Can it work completely offline?

Yes. Condensate is an offline-first architecture. Read and write operations occur instantly against the local database node. When a network connection is established, the local DAG synchronizes asynchronously with peers to reach state convergence.

How does it handle conflicting realities?

If two agents update the same cognitive node simultaneously, Condensate captures both states as divergent branches in the Merkle-DAG. Through Strong Eventual Consistency (SEC) and lexical Lamport tie-breaking, the daemon resolves the conflict deterministically so all nodes eventually adopt the exact same branch.

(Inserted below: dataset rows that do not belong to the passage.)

PR #2292, opened 2017-02-09
Update more conformance tests to OffscreenCanvas

xlai-o:
@kenrussell 
The two new tests that are adding here are adapted from existing Chromium layout tests:
1. offscreencanvas-resize.html
https://cs.chromium.org/chromium/src/third_party/WebKit/LayoutTests/fast/canvas/OffscreenCanvas-resize.html
The resizing behavior is specified in WHATWG spec https://html.spec.whatwg.org/multipage/scripting.html#the-offscreencanvas-interface,

2. context-attribute-preserve-drawing-buffer.html
https://cs.chromium.org/chromium/src/third_party/WebKit/LayoutTests/fast/canvas/OffscreenCanvas-webgl-preserveDrawingBuffer.html

### DIFF
--- a/sdk/tests/conformance/offscreencanvas/context-attribute-preserve-drawing-buffer.html
+++ b/sdk/tests/conformance/offscreencanvas/context-attribute-preserve-drawing-buffer.html
@@ -1,0 +1,76 @@
+<!--
+
+/*
+** Copyright (c) 2017 The Khronos Group Inc.
+**
+** Permission is hereby granted, free of charge, to any person obtaining a
+** copy of this software and/or associated documentation files (the
+** "Materials"), to deal in the Materials without restriction, including
+** without limitation the rights to use, copy, modify, merge, publish,
+** distribute, sublicense, and/or sell copies of the Materials, and to
+** permit persons to whom the Materials are furnished to do so, subject to
+** the following conditions:
+**
+** The above copyright notice and this permission notice shall be included
+** in all copies or substantial portions of the Materials.
+**
+** THE MATERIALS ARE PROVIDED "AS IS", WITHOUT WARRANTY OF ANY KIND,
+** EXPRESS OR IMPLIED, INCLUDING BUT NOT LIMITED TO THE WARRANTIES OF
+** MERCHANTABILITY, FITNESS FOR A PARTICULAR PURPOSE AND NONINFRINGEMENT.
+** IN NO EVENT SHALL THE AUTHORS OR COPYRIGHT HOLDERS BE LIABLE FOR ANY
+** CLAIM, DAMAGES OR OTHER LIABILITY, WHETHER IN AN ACTION OF CONTRACT,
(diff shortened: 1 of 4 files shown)


sdk/tests/conformance/offscreencanvas/offscreencanvas-resize.html
```diff
@@ -0,0 +1,109 @@
...
+      asyncStepsCompleted++;
+      if (asyncStepsCompleted == 2) {
+        finishTest();
+      }
+    });
+  }, 0);
+}
+
+if (!window.OffscreenCanvas) {
+    testPassed("No OffscreenCanvas support");
```
qkmiao: finishTest() here.

qkmiao: Keep same indent in the file

sdk/tests/conformance/offscreencanvas/context-attribute-preserve-drawing-buffer.html
```diff
@@ -0,0 +1,76 @@
...
+
+    // Test if OffscreenCanvas.webgl loses context if presereDrawingbuffer is false.
+    var pixelsNoPreserve = getPixelsFromOffscreenWebgl(false);
+    shouldBe(pixelsNoPreserve, [0,0,0,0]);
+}
+
+var successfullyParsed = true;
+
+</script>
+<script src="../../js/js-test-pre.js"></script>
```
qkmiao: js-test-pre.js -> js-test-post.js

kainino0x:
I think you might not need finishTest if you have js-test-post. (You can
double check this though)

sdk/tests/conformance/offscreencanvas/offscreencanvas-resize.html
xlai-o: Thanks. I've updated a new commit to address all your comments.

xlai-o:
>

xlai-o:
@kainino0x Not really; the test that I've used finishTest() are async test so in that particular case I can't just include js-test-post as the other non-async test.

kainino0x:
Oh, yes, you're right. Everything looks correct. Sorry, didn't look at the
actual code from my phone when I replied.

On Fri, Feb 10, 2017, 9:55 AM xlai <notifications@github.com> wrote:

@kainino0x <https://github.com/kainino0x> Not really; the test that I've
used finishTest() are async test so in that particular case I can't just
include js-test-post as the other non-async test.

—
You are receiving this because you were mentioned.


Reply to this email directly, view it on GitHub
<https://github.com/KhronosGroup/WebGL/pull/2292#issuecomment-279016459>,
or mute the thread

kenrussell:
Thanks Olivia for these new tests. LGTM too. Thanks @qkmiao and @kainino0x for your reviews as well.

PR #2293, opened 2017-02-09
Add a test for a chrome crash related with compressedTex* and PBO.

zhenyao:


sdk/tests/conformance2/textures/misc/compressed-tex-from-pbo-crash.html
```diff
@@ -0,0 +1,63 @@
...
+
+var gl = wtu.create3DContext("example", undefined, 2);
+
+var tex = gl.createTexture();
+gl.bindTexture(gl.TEXTURE_2D, tex);
+// The following statement caused a crash in Chrome. See crbug.com/690335.
+// Because no PBO is bound, the last parameter is interprected as a pointer
+// to the client side data.
+gl.compressedTexImage2D(gl.TEXTURE_2D, 0, 0, 4, 4, 0, 8, 3);
+
```
toji: I think we should be checking for some sort of GL error here, given that this is an invalid call. Otherwise LGTM.

kainino0x:
It could be invalid operation, value, or enum, I think.

sdk/tests/conformance2/textures/misc/compressed-tex-from-pbo-crash.html
zhenyao: Done.

zhenyao:
Addressed toji's comment. Merging myself.

PR #2294, opened 2017-02-10
Make some GLSL tests use the GLSL test framework

Oletus:
Use the GLSL test runner instead of having custom procedural code in
the tests. This makes the test code cleaner and the tests easier to
debug, since the GLSL runner prints out the shader source.


zhenyao:
Nice.  Thanks Olli.

PR #2533, opened 2017-10-21
Make test harness result reporter log success message to console

gofr:
The wrapped logging function it uses only takes one argument.
Concatenate the message to the success state string rather
than passing it as an unused second argument.


zhenyao:
LGTM
Thanks for catching this bug

PR #2534, opened 2017-10-26
Clarify WEBGL_multiview spec

Oletus:
The multiview spec is now written against the latest revision of the
native OVR_multiview spec. The native OVR_multiview spec has been
tightened to specify more error conditions, so some of the addendums
in the WebGL spec are not necessary anymore.

Formatting and examples are also improved.

This doesn't introduce any major functional changes.


Oletus:
Can we merge this? The changes here are mostly orthogonal to what we decide to do with opaque framebuffers.

jdashg:
Yep, sorry for the delay.

PR #2535, opened 2017-10-27
Add tests for switch/case validation corner cases

Oletus:
These tests expose bugs in ANGLE, most of which have been already
fixed in ANGLE TOT.


zhenyao:
LGTM

PR #2536, opened 2017-10-27
Added a test to ensure preserveDrawingBuffer isn't leaking resources

toji:
This test provoks a crash on Samsung Galaxy S6 devices running Android 6.0.1. Other devices seem to handle it fine.

### DIFF
--- a/sdk/tests/conformance/rendering/00_test_list.txt
+++ b/sdk/tests/conformance/rendering/00_test_list.txt
@@ -23,6 +23,7 @@ point-size.html
 --min-version 1.0.4 point-specific-shader-variables.html
 --min-version 1.0.3 point-with-gl-pointcoord-in-fragment-shader.html
 --min-version 1.0.3 polygon-offset.html
+preservedrawingbuffer-leak.html
 --min-version 1.0.2 simple.html
 triangle.html
 line-loop-tri-fan.html
--- a/sdk/tests/conformance/rendering/00_test_list.txt
+++ b/sdk/tests/conformance/rendering/00_test_list.txt
@@ -23,7 +23,7 @@ point-size.html
 --min-version 1.0.4 point-specific-shader-variables.html
 --min-version 1.0.3 point-with-gl-pointcoord-in-fragment-shader.html
 --min-version 1.0.3 polygon-offset.html
-preservedrawingbuffer-leak.html
+--min-version 1.0.4 preservedrawingbuffer-leak.html
 --min-version 1.0.2 simple.html
 triangle.html
 line-loop-tri-fan.html
--- a/sdk/tests/conformance/rendering/preservedrawingbuffer-leak.html
+++ b/sdk/tests/conformance/rendering/preservedrawingbuffer-leak.html
@@ -1,7 +1,7 @@
 <!--
 
 /*
-** Copyright (c) 2012 The Khronos Group Inc.
+** Copyright (c) 2017 The Khronos Group Inc.
 **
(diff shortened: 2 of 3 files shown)


sdk/tests/conformance/rendering/00_test_list.txt
```diff
@@ -23,6 +23,7 @@ point-size.html
 --min-version 1.0.4 point-specific-shader-variables.html
 --min-version 1.0.3 point-with-gl-pointcoord-in-fragment-shader.html
 --min-version 1.0.3 polygon-offset.html
+preservedrawingbuffer-leak.html
```
zhenyao: please add --min-version 1.0.4

sdk/tests/conformance/rendering/preservedrawingbuffer-leak.html
```diff
@@ -0,0 +1,60 @@
+<!--
+
+/*
+** Copyright (c) 2012 The Khronos Group Inc.
```
zhenyao: nit:2017

sdk/tests/conformance/rendering/preservedrawingbuffer-leak.html
```diff
@@ -0,0 +1,60 @@
...
+<head>
+<meta charset="utf-8">
+<title>WebGL PreserveDrawingBuffer Leak Test</title>
+<link rel="stylesheet" href="../../resources/js-test-style.css"/>
+<script src="../../js/js-test-pre.js"></script>
+<script src="../../js/webgl-test-utils.js"> </script>
+<script src="../../js/tests/iterable-test.js"> </script>
+</head>
+<body>
+<canvas id="example" width="4096" height="4096" style="width: 128px; height: 128px;"></canvas>
```
kenrussell: Was it possible to provoke the crash with a smaller canvas?

sdk/tests/js/tests/iterable-test.js
```diff
@@ -162,12 +162,40 @@ IterableTest = (function() {
...
+    function test() {
+      var x = Math.random() * gl.drawingBufferWidth;
+      var y = Math.random() * gl.drawingBufferHeight;
+      var width = Math.random() * (gl.drawingBufferWidth - x);
+      var height = Math.random() * (gl.drawingBufferHeight - y);
+
+      gl.enable(gl.SCISSOR_TEST);
+      gl.scissor(x, y, width, height);
+      gl.clearColor(Math.random(), Math.random(), Math.random(), 1.0);
+      gl.clear(gl.COLOR_BUFFER_BIT);
```
kenrussell: This is great. Was it possible to provoke the crash with fully user-level operations rather than relying on preserveDrawingBuffer:true ? It would be good to know which exact operation seems to be buggy.

sdk/tests/conformance/rendering/preservedrawingbuffer-leak.html
toji: Yes, but the test took more iterations to provoke the failure. It would fail with a 2k canvas but at 100 iterations it was a flaky failure that may have side effects on other tests if it passed on the problematic device. At 4k it fails reliably in the 20-30 iteration range, so I set the test iteration count to 50 to be safe.

We can lower the canvas size and up the iteration count if you'd prefer.

sdk/tests/js/tests/iterable-test.js
toji: Haven't yet tried, sorry.

PR #2541, opened 2017-11-07
Add a test for varying struct with an inline definition

Oletus:
This test exposes a bug that was recently fixed in ANGLE.


zhenyao:
LGTM

PR #2542, opened 2017-11-12
Add test for scissor rectangle maintenance bug during implicit clears.

kenrussell:
Regression test for http://crbug.com/778770 .


kenrussell:
@zhenyao @kainino0x please review.

Test already passes in Safari and Firefox. Fails in Chrome without the fix for the bug.

PR #2543, opened 2017-11-13
Adds a test for rendering directly after resizing the canvas

greggman:
This test passes on Firefox on my 2014 MBP macOS 10.13 but fails on Chrome 62-64


kenrussell:
Thanks for this contribution. It turns out that drawingbuffer-static-canvas-test.html in the same directory also caught this bug, but it seems fine to add this targeted test too.

A couple of tiny issues, the copyright date is off and ideally the test wouldn't rely on support for large points, but I'll look into doing an update after merging this.

Merging now. Thanks again for the test.

FYI @grorg @jdashg @zhenyao @kainino0x @RafaelCintron

kenrussell:
Note that this was filed as http://crbug.com/775202 a while back.

PR #2544, opened 2017-11-13
Simplify test: eliminate 2D canvas, draw triangles instead of point.

kenrussell:
Fix latent bug in wtu.setupSimpleColorProgram. Fix copyright date.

[ Glossary of Cryptographic & Consensus Terms ]

Conflict-free
A property indicating that data structures can be concurrently modified and independently merged without manual conflict resolution or data corruption.
Replica
A full, independent copy of the agent's memory DAG hosted locally by an individual orchestrator or edge node.
Merkle structure
A tree or graph where every node is labeled with the cryptographic hash of its child nodes, allowing for rapid and secure verification of entire data sets.
Causal ordering
A logical ordering of events such that if event A caused event B, all nodes in the system will observe A before B.
Deterministic merge
An algorithmic guarantee that merging the same sets of conflicting state changes will definitively produce the identical resulting state on every peer.
End-to-end encryption
Security paradigm where data is encrypted on the sender's client and only decrypted on the recipient's client, opaque to intermediate transport networks.
Identity authority
The root cryptographic keypair that proves the authenticity of an agent or user. Ed25519 signatures validate all DAG operations.
Federation
The capability for disparate agent memory networks to communicate and share specific DAG sub-graphs securely across organizational boundaries.